Through 2025, the multiple sclerosis space is expected to have approvals for 5 new medications, 4 of which can be delivered orally and are Bruton tyrosine kinase inhibitors. The outlier, ublituximab, is expected to be approved in 2022 and is the only CD-20 monoclonal antibody inhibitor currently in the pipeline.
Tharaldson said that 95% adherence is needed to maintain viral suppression of HIV, which is why the most highly used medications rely on daily intake. However, ViiV Healthcare is looking to get an updated approval for its cabotegravir/rilpivrine to be administered every 2 months instead of every 1 month, which is expected in December 2021.
Out of the 5 products awaiting approval, all are for injectable formulations, with the exception of islatravir by Merck, which is delivered orally and is expected to be approved in 2022.

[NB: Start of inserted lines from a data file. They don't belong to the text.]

PR #246, opened 2026-08-21
fix: Windows shell quoting + PowerShell call operator for dsh adapter

WODE25500:
Adds Windows support to the dsh integration. After the original PR (#237) merged, the plugin worked on POSIX but every tool command failed on Windows - dsh's ctx.shell is a PowerShell executor on win32 (the bash stack is disabled by `!!js process.platform === 'win32'` in the base profile), and the plugin emitted POSIX quoting unconditionally, so `'python' 'args'` was parsed as a PowerShell string-array expression and errored with "missing call operator".

**Changes**

- `q()`: platform-aware quoting - PowerShell single-quote escaping (an embedded quote is doubled `''`) on win32, POSIX (`'\''` close/reopen) elsewhere. CRLF/lone CR folded to one space and C0 stripped before quoting.
- `quoteArgv()`: prepend the `&` call operator on win32 so the quoted argv runs as a command (PowerShell needs an explicit invocation; bash treats the first quoted word as the command).
- `canary.mjs` / `audit-injection.mjs` / `audit-control-chars.mjs`: host-shell aware - the audits now run payloads against the real host shell (discover PowerShell 5.1 / pwsh 7 like `dsh-pwsh-local`, or bash), and the canary asserts the platform-specific escape.

**Verification**

- canary 40/40 (platform-aware quoting, whitelist, value-domain guard, clock guard).
- injection 7/7 + control-char 7/7 payloads inert under real Windows PowerShell (5.1).
- real dsh 0.1.1-rc.2: `skillopt_status` now returns real output through the actual PowerShell executor (was "missing call operator" before).
- POSIX (bash) path unchanged - existing quoting suite still passes.

### DIFF
--- a/plugins/dsh/scripts/audit-control-chars.mjs
+++ b/plugins/dsh/scripts/audit-control-chars.mjs
@@ -1,10 +1,13 @@
-// 安全审核：控制字符/换行不能逃逸单引号边界，且不产生副作用。
-// 修复后的期望：控制字符被剥离为空格，值仍作为单个参数到达，无文件/命令执行。
+// Security audit: control characters/newlines cannot escape the quoting
+// boundary of the HOST shell, and produce no side effects. Expected after the
+// fix: control chars are folded to spaces, the value still arrives as a single
+// argument, no file or command runs.
 import { execFileSync } from 'node:child_process'
 import { existsSync } from 'node:fs'
+import { join } from 'node:path'
 const m = await import('../src/index.js')
-const { quoteArgv } = m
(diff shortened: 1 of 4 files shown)


WODE25500:
Thanks for your detailed review, @Yif-Yang. Going through your feedback on security and engineering standards taught me a lot while implementing the DSH adapter. Much appreciated for your guidance!

This follow-up fix (Windows shell quoting + PowerShell call operator) is partly a result of that - the original merged version was POSIX-only, and testing it on the actual Windows runtime surfaced the missing `&` invocation. Hope it's a welcome addition.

Nonalcoholic steatohepatitis (NASH)
NASH is estimated to impact between 6 and 19 million Americans, according to Tharaldson, and treatment options are limited. The treatment space is expected to grow substantially in the coming years, with 13 products awaiting approval between 2023 and 2024. Eventually, the NASH therapeutic market is expected to generate $20 billion per year as the treatment space grows.
The Alzheimer disease pipeline currently has 5 drugs awaiting approval, with 3 anti-amyloid beta antibodies expected to be approved in 2022 or 2023 and 2 anti-tau antibodies expected to be approved in 2024, stated Tharaldson. Alzheimer disease is estimated to affect 6.2 million Americans.
Although Aduhelm (aducanumab-avwa) was approved in June 2021, the approval has drawn a large amount of controversy as data has shown the possibility that the drug does not work as well as previously disclosed.
Tharaldson highlighted 9 drugs that are expected to receive FDA approval between 2022 and 2023, 5 of which are indicated for just hemophilia A, 2 are indicated for just hemophilia B, and 2 are indicated for hemophilia types A and B. Both of the drugs indicated for hemophilia A and B are delivered through subcutaneous injection; whereas, the others are all for intravenous infusion. Hemophilia A is the most common type of hemophilia, estimated to account for about 80% of hemophilia cases.